Mail listemize abone
olun, güncel
yayınlarımızdan
haberdar olun!

Bunun için,
Lütfen mail adresinizi girin.
  Ana Sayfa   |  İletişim   
Halime Hatun Medresesi – Konak Merkez)

Halime Hatun Medresesi, Cami Atik Mahallesi’nde yer almaktaydı. Medresenin dört bir tarafı “İmamoğlu Hacı İbrahim ve Konakçı Ali ve Kara Hacı İbrahim ve Müftü el-Hac Ali ve İmam Hacı Ali Efendi” mülk menzilleri ile çevriliydi.

Medresenin bâniyesi, bu mahalleden Hacı Mehmed b. Ahmed’in kızı Halime Hatun’dur.

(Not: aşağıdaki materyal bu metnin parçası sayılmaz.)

Issue #7431, opened 2024-06-20
External reference URL are not properly validated during creation


JeremyCloarec:
## Description

The validation doesn't recognize some valid URLs. 
URLs in the form of http://localhost:4000/storage/get/* are not accepted for exemple, as well as ftp addresses.

## Environment

1. OS (where OpenCTI server runs): { e.g. Mac OS 10, Windows 10, Ubuntu 16.4, etc. }
2. OpenCTI version: { e.g. OpenCTI 1.0.2 }
3. OpenCTI client: { e.g. frontend or python }
4. Other environment details:

## Reproducible Steps

Steps to create the smallest reproducible scenario:
1. Go to External references
2. Click on create an external ref 
3.  Set URL to http://localhost:4000/storage/get/blabla.txt

## Expected Output

URL is validated

## Actual Output

We get a message saying that 'The value must be an URL'

Archidoit:
Other scenario : 

Create an entity with a file. The external ref is well created.
Click on Update the external ref : 
![image](https://github.com/OpenCTI-Platform/opencti/assets/75783086/6b5bee91-abff-4400-b326-80716bb2116e)

Change the source name. An error occurs for the URL field : 
![image](https://github.com/OpenCTI-Platform/opencti/assets/75783086/13045933-08ff-4a5a-8a4c-9770dd5af8d9)

But the external ref is well updated if we leave the edition form : 
![image](https://github.com/OpenCTI-Platform/opencti/assets/75783086/526948c2-27b0-429b-ade1-96f81047dbf8)

PR #7593, opened 2024-07-04
[frontend] External reference URL are not properly validated during creation (#7431)

SarahBocognano:
### Proposed changes

* The "url" property of Yup was too strict, so I made a custom regex to accept all urls starting with "http" and "https" allowing us to accept local urls as "localhost:3000"

### Related issues

* https://github.com/OpenCTI-Platform/opencti/issues/7431


Goumies (approved):

marieflorescontact (approved):
locally tested with lots of differents urls types => ok 👌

Vakıf defterlerinde ve şeriyye sicillerinde medreseye ait müstakil bir vakfiyeye tesadüf edilmediğinden vakfiyenin tescil tarihini tespit etmek güçtür. Fakat ilk müderrisi olan Akarcalı Ali Efendi’ye berat tevcihi dolayısıyla kaydedilen tarihsiz vakfiye sureti, medrese hakkındaki bilgilerimizin temel dayanağını oluşturduğu gibi medresenin hangi tarihte tedrise başladığı konusunda da bir fikir vermektedir.
Hurufat defterlerine ilk olarak 25 Rebiülevvel 1191 (3 Mayıs 1777) tarihinde kaydedilen atamada, medrese bâniyesi Halime Hanım’ın kısa zaman önce vefat ettiği ifade edilerek müderris Ali Efendi’ye berat tevcih edildiği yer almaktadır.

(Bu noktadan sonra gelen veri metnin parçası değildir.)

Issue #7400, opened 2024-06-17
CSV mapper Improvement Phase 1


nino-filigran:
## Use case

All tickets below represents the requests that we have received. It does not yet depict what will be done. Additionnally, some ideas are being investigated internally. Once the scope of the rework of CSV mappers will be clear, more details will be added regarding functionalities tackled/not tackled, solution taken. 

## Tackled in phase 1: 
- duplicate CSV mappers & CSV feeds: https://github.com/OpenCTI-Platform/opencti/issues/6279- 
- Ability to ingest CSV files where each lines can correspond to different objects https://github.com/OpenCTI-Platform/opencti/issues/4505

nino-filigran:
Ability to import entities that are present in multiple rows with various data for the same attribute https://github.com/OpenCTI-Platform/opencti/issues/8403 will be done in a minor release.

PR #7594, opened 2024-07-04
Improve CSV parser to stream file to handle very large volume of data

### LINKED ISSUE #7589: Improve CSV parser to stream file to handle very large volume of data
## Use case

Improve CSV parser to stream file to handle very large volume of data
- Adapt file download stream to use node:readline to handle the file line per line.
- Generate bundle every CSV_MAX_BUNDLE_SIZE_GENERATION streamed lines
- csvMapperTest query with content deprecated for csvMapperTest mutation with file
- global refactor of api pour testing and other api
- tested with a 1,4GB CSV file (generated with https://gist.github.com/richard-julien/9cac61bab212da1f3f086d5d31080525)

This feature will also allow to have mutliple row containing same values within the same CSV and these value will not be skipped anymore but will be upserted.

richard-julien:
See https://github.com/OpenCTI-Platform/opencti/issues/7589

### DIFF
--- a/opencti-platform/opencti-graphql/src/connector/importCsv/importCsv-connector.ts
+++ b/opencti-platform/opencti-graphql/src/connector/importCsv/importCsv-connector.ts
@@ -1,4 +1,5 @@
 import { Readable } from 'stream';
+import * as readline from 'node:readline';
 import type { SdkStream } from '@smithy/types/dist-types/serde';
 import conf, { logApp } from '../../config/conf';
 import { executionContext } from '../../utils/access';
@@ -13,10 +14,13 @@ import { parseCsvMapper } from '../../modules/internal/csvMapper/csvMapper-utils
 import type { ConnectorConfig } from '../connector';
 import { IMPORT_CSV_CONNECTOR } from './importCsv';
 import { internalLoadById } from '../../database/middleware-loader';
-import { DatabaseError, FunctionalError } from '../../config/errors';
+import { FunctionalError } from '../../config/errors';
 import { uploadToStorage } from '../../database/file-storage-helper';
+import type { CsvMapperParsed } from '../../modules/internal/csvMapper/csvMapper-types';
+import type { BasicStoreBase } from '../../types/store';
 
 const RETRY_CONNECTION_PERIOD = 10000;
+const BULK_LINE_PARSING_NUMBER = conf.get('import_csv_built_in_connector:bulk_creation_size') || 5000;
 
 const connectorConfig: ConnectorConfig = {
   id: 'IMPORT_CSV_BUILT_IN_CONNECTOR',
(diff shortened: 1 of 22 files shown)


opencti-platform/opencti-graphql/src/connector/importCsv/importCsv-connector.ts
```diff
@@ -36,6 +40,35 @@ const initImportCsvConnector = () => {
...
+    const validateBeforeImport = connectorConfig.config.validate_before_import;
+    if (validateBeforeImport) {
+      await updateExpectationsNumber(context, applicantUser, workId, 1);
+      const contentStream = Readable.from([JSON.stringify(bundle, null, '  ')]);
+      const file = {
+        createReadStream: () => contentStream,
+        filename: `${workId}.json`,
+        mimetype: 'application/json',
+      };
+      await uploadToStorage(context, applicantUser, 'import/pending', file, { entity });
```
SouadHadjiat, line 57: so it will upload an analyst workbench file with a bundle for the current lines that are being parsed ? does it append the file or replace it only ? From what I read it looks like it will replace it.

aHenryJard (commented):
I have an issue with count and number, so I have some doubt on the split data part. I tested will all french cities from https://www.data.gouv.fr/fr/datasets/villes-de-france/.

My csv file has an header and 39146 lines
```
wc -l cities.csv
39146 cities.csv
```
But in the import screen I see 32759 expected lines=>
image

And at the end in OpenCTI UI in data > entities I have 32759 (when I'm expecting 39145). I only got 1 error in one line of the csv.

I'm adding the csv mapper that I used:
image

So I think that the split in chunck of CSV_MAX_BUNDLE_SIZE_GENERATION is not correct somehow

opencti-platform/opencti-graphql/src/connector/importCsv/importCsv-connector.ts
```diff
@@ -56,42 +89,26 @@ const initImportCsvConnector = () => {
...
-              const content = Buffer.from(JSON.stringify(bundle), 'utf-8').toString('base64');
-              await pushToSync({
-                type: 'bundle',
-                update: true,
-                applicant_id: applicantId ?? OPENCTI_SYSTEM_UUID,
-                work_id: workId,
-                content
-              });
+        let lines: string[] = [];
+        const rl = readline.createInterface({ input: stream, crlfDelay: 5000 });
```
aHenryJard, line 93: Is this 5000, a delay between 2 ingestions of chuncks ?

richard-julien: No, its the delay for the streaming waiting for the end of line.

aHenryJard:
> I have an issue with count and number, so I have some doubt on the split data part. I tested will all french cities from https://www.data.gouv.fr/fr/datasets/villes-de-france/.
> 
> My csv file has an header and 39146 lines
> 
> ```
> wc -l cities.csv
> 39146 cities.csv
> ```
> 
> But in the import screen I see 32759 expected lines=> image
> 
> And at the end in OpenCTI UI in data > entities I have 32759 (when I'm expecting 39145). I only got 1 error in one line of the csv.
> 
> I'm adding the csv mapper that I used: image
> 
> So I think that the split in chunck of CSV_MAX_BUNDLE_SIZE_GENERATION is not correct somehow

Actually there is some duplicate, but I'm still missing 6 cities, I will look

opencti-platform/opencti-graphql/src/connector/importCsv/importCsv-connector.ts
richard-julien: Really good point, i need to dig in into this

aHenryJard:
@richard-julien FYI if it's fine with you, I'm going to update this branch and review in the following days/ weeks as part of https://github.com/OpenCTI-Platform/opencti/issues/7400 feature.

richard-julien:
> @richard-julien FYI if it's fine with you, I'm going to update this branch and review in the following days/ weeks as part of #7400 feature.

Ok great! Thanks.
We need to discuss about the generation of workbench that currently is not handled by my approach.
Maybe we need to wait for the draft for this.

aHenryJard:
Superseded by https://github.com/OpenCTI-Platform/opencti/pull/8638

Bu bakımdan elimizde mevcut olmayan medrese vakfiyesinin on sekizinci yüzyıl son çeyreğine ait olması gerektiğini, medresenin de bu tarihlerde tedrisata başladığını söylemek mümkündür.

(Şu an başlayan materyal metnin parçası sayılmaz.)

PR #7599, opened 2024-07-04
Add option in deployment to disable the user interface (#6600)

### LINKED ISSUE #6600: Add option in deployment to disable the user interface
## Use case
By the docs and by experience the ingestion endpoint and the frontend endpoint should be separate containers / services. Currently the way to go is to deploy the platform container once for the frontend and once for ingestion. It would make the deployment more undestandable, easier to configure and reduce size and potential risks if there would be a separate container image that could be used for ingestion that only contains the graphql api, without the actual frontend.

## Current Workaround
Build the images myself (But not done)

## Proposed Solution
Build an additional container image with only the api.

## Additional Information
Currently I don't know if the frontend is ssr or if it only uses the api. If it only uses the api it would make even more sense to build 2 images, 1 with the api and 1 with a webserver and the frontend.

Yes, but would probably need help.

richard-julien:
See #6600

Option prevent the backend to send html base page and statics.

### DIFF
--- a/opencti-platform/opencti-graphql/src/config/conf.js
+++ b/opencti-platform/opencti-graphql/src/config/conf.js
@@ -405,22 +405,23 @@ export const getPlatformHttpProxyAgent = (uri) => {
   return undefined;
 };
 
+// General
+export const ENABLED_API = booleanConf('app:enabled', true);
+export const ENABLED_UI = booleanConf('app:enabled_ui', true);
+
 // Playground
 export const ENABLED_DEMO_MODE = booleanConf('demo_mode', false);
-export const PLAYGROUND_INTROSPECTION_DISABLED = DEV_MODE ? false : booleanConf('app:graphql:playground:force_disabled_introspection', true);
-export const PLAYGROUND_ENABLED = booleanConf('app:graphql:playground:enabled', true);
+export const PLAYGROUND_INTROSPECTION_DISABLED = DEV_MODE ? false : (!ENABLED_UI || booleanConf('app:graphql:playground:force_disabled_introspection', true));
+export const PLAYGROUND_ENABLED = ENABLED_UI && booleanConf('app:graphql:playground:enabled', true);
 export const GRAPHQL_ARMOR_ENABLED = booleanConf('app:graphql:armor_enabled', true);
 
 // Default activated managers
-export const ENABLED_API = booleanConf('app:enabled', true);
 export const ENABLED_TRACING = booleanConf('app:telemetry:tracing:enabled', false);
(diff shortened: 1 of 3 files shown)


opencti-platform/opencti-graphql/src/config/conf.js
```diff
@@ -405,22 +405,23 @@ export const getPlatformHttpProxyAgent = (uri) => {
...
-export const PLAYGROUND_ENABLED = booleanConf('app:graphql:playground:enabled', true);
+export const PLAYGROUND_INTROSPECTION_DISABLED = DEV_MODE ? false : (!ENABLED_UI || booleanConf('app:graphql:playground:force_disabled_introspection', true));
+export const PLAYGROUND_ENABLED = ENABLED_UI && booleanConf('app:graphql:playground:enabled', true);
 export const GRAPHQL_ARMOR_ENABLED = booleanConf('app:graphql:armor_enabled', true);
 
 // Default activated managers
-export const ENABLED_API = booleanConf('app:enabled', true);
 export const ENABLED_TRACING = booleanConf('app:telemetry:tracing:enabled', false);
 export const ENABLED_METRICS = booleanConf('app:telemetry:metrics:enabled', false);
-export const ENABLED_TELEMETRY = booleanConf('app:telemetry:filigran:enabled', false);
```
labo-flg, line 418: These variables were unused ? (`ENABLED_TELEMETRY` and `ENABLED_TELEMETRY_MANAGER`)

richard-julien: Looks like. As telemetry cannot be disable, should have been forgotten

labo-flg:
I've tested and I'm not sure to understand what it's supposed to do.
The static resources are not served (no access to playground or flags images for instance), but the app itself is still accessible.

opencti-platform/opencti-graphql/src/http/httpPlatform.js
```diff
@@ -134,14 +134,16 @@ const createApp = async (app) => {
...
-  // -- Serv flags resources
-  app.use(`${basePath}/static/flags`, express.static('static/flags'));
+    // -- Serv flags resources
+    app.use(`${basePath}/static/flags`, express.static('static/flags'));
 
-  // -- Serv frontend static resources
-  app.use(`${basePath}/static`, express.static(path.join(__dirname, '../public/static')));
+    // -- Serv frontend static resources
+    app.use(`${basePath}/static`, express.static(path.join(__dirname, '../public/static')));
+  }
```
labo-flg, line 146:
```suggestion
  } else {
    logApp.info('[HTTP] UI not enabled, not serving static resources');
  }
```

labo-flg (approved):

Belge tarihinden birkaç yıl önce yaşanan büyük yangın sonrası bazı medreselerin kullanılamaz hale geldiği bu dönemdeki tamirlerden anlaşılmaktadır.
Maddî kaynakların yetersizliği sebebiyle harabe hale gelen medreselerin hemen tamir edilememesi tedrise ihtiyaç duyulan yerlerde geçici çözümler ortaya çıkarmış olmalıdır.
Vakfiyenin içeriğini geniş ölçüde yansıtan tevcihattaki malumata göre Halime Hatun, Cami Atik Mahallesi’ndeki konağını medreseye dönüştürerek vakfetti. Medreseye çevrilmiş olan ev, iki katlı olup fevkânî iki bab oda ve orta sofa ile tahtânî dört bab oda, bir fırın, bir su kuyusu, bir kenif ve içinde meyveli-meyvesiz ağaçların bulunduğu bir avluyu müştemildir.
Vakfiyede ev ile Boynuzseki tımarı dâhilindeki 150 kök zeytin ağacı vakfedildiği kayıtlıdır.
Halime Hatun, vefatından sonra evinin medreseye çevrilmesini ve burada talebelerin sakin olmasını istedi. Medreseye Akarcalı Ali Efendi b. Veliyüddin’i hasbî surette müderris tayin etti.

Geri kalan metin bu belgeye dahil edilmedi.